TASK STATEMENT: Using the data below, return all lines in which "telnet" appears.

Stored data entries:
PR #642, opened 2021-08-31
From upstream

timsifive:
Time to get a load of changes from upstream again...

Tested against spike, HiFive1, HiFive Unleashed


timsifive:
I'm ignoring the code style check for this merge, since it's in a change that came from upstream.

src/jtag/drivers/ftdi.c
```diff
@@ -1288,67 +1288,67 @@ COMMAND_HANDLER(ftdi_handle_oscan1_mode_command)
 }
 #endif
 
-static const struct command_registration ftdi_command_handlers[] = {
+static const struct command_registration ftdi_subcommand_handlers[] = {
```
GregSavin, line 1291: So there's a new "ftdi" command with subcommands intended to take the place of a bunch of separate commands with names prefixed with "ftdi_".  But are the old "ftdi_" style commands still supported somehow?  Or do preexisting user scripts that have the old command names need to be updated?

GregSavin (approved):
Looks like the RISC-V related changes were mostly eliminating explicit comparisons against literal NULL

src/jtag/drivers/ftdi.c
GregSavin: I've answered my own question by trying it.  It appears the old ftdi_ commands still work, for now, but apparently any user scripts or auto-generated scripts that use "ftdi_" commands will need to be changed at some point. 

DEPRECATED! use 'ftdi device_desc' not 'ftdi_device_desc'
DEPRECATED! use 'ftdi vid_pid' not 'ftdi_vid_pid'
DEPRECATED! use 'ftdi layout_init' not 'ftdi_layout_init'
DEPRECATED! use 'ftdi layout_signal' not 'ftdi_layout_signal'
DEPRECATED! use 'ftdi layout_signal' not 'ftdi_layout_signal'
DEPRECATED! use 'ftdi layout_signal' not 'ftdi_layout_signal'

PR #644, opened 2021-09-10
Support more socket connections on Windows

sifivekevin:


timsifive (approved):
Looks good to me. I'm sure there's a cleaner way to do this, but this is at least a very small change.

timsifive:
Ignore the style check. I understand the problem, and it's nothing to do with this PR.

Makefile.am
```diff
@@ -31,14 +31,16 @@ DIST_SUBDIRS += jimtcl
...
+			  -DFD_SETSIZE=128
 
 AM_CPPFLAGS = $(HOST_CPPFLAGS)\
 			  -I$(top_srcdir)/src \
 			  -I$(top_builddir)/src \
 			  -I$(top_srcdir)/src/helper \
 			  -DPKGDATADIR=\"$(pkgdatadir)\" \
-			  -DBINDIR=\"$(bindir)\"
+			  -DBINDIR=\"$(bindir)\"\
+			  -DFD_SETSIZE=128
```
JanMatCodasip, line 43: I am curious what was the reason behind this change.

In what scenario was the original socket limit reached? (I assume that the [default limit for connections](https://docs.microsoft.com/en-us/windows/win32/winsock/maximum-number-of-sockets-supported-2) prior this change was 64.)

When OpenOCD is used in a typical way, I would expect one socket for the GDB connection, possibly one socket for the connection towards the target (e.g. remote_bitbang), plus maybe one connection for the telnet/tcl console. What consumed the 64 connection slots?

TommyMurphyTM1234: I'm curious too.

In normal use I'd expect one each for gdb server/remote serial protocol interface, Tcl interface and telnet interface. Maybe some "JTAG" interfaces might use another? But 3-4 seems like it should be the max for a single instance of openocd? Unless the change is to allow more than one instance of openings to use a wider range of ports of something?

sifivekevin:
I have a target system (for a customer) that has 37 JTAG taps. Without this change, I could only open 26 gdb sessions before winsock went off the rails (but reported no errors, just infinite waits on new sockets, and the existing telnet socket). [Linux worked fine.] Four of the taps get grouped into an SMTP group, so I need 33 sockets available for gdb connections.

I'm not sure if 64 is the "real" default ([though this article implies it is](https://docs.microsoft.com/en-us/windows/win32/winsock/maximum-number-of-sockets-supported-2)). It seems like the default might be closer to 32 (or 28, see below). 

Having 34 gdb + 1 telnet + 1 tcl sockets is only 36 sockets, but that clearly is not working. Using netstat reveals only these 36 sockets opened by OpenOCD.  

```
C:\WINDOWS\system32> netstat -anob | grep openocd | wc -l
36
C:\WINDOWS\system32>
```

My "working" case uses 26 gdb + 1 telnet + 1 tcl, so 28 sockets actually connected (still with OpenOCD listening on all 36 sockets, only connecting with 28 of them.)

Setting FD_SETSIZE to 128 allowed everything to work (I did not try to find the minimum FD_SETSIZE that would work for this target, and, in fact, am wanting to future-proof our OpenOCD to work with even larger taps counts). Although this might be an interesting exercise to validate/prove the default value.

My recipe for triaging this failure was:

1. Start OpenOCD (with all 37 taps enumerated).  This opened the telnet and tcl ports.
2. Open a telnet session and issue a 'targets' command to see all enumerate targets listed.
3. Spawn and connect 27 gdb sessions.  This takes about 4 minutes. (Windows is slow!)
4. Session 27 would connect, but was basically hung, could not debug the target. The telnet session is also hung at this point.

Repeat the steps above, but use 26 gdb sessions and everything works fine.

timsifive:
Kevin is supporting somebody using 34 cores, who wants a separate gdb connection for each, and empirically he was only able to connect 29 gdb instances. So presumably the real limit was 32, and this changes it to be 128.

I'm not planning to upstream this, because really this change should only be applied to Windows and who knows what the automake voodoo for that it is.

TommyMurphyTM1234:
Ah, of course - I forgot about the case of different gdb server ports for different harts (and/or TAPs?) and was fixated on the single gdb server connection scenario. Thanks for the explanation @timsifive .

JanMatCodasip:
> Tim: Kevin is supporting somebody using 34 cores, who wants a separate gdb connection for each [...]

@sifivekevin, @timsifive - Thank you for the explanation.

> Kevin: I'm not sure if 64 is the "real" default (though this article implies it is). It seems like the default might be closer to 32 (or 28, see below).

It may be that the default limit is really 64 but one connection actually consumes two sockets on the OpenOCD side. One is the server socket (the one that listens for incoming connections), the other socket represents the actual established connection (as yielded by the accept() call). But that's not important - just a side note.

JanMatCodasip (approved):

EXPECTED OUTPUT:
When OpenOCD is used in a typical way, I would expect one socket for the GDB connection, possibly one socket for the connection towards the target (e.g. remote_bitbang), plus maybe one connection for the telnet/tcl console. What consumed the 64 connection slots?
In normal use I'd expect one each for gdb server/remote serial protocol interface, Tcl interface and telnet interface. Maybe some "JTAG" interfaces might use another? But 3-4 seems like it should be the max for a single instance of openocd? Unless the change is to allow more than one instance of openings to use a wider range of ports of something?
I have a target system (for a customer) that has 37 JTAG taps. Without this change, I could only open 26 gdb sessions before winsock went off the rails (but reported no errors, just infinite waits on new sockets, and the existing telnet socket). [Linux worked fine.] Four of the taps get grouped into an SMTP group, so I need 33 sockets available for gdb connections.
Having 34 gdb + 1 telnet + 1 tcl sockets is only 36 sockets, but that clearly is not working. Using netstat reveals only these 36 sockets opened by OpenOCD.  
My "working" case uses 26 gdb + 1 telnet + 1 tcl, so 28 sockets actually connected (still with OpenOCD listening on all 36 sockets, only connecting with 28 of them.)
1. Start OpenOCD (with all 37 taps enumerated).  This opened the telnet and tcl ports.
2. Open a telnet session and issue a 'targets' command to see all enumerate targets listed.
4. Session 27 would connect, but was basically hung, could not debug the target. The telnet session is also hung at this point.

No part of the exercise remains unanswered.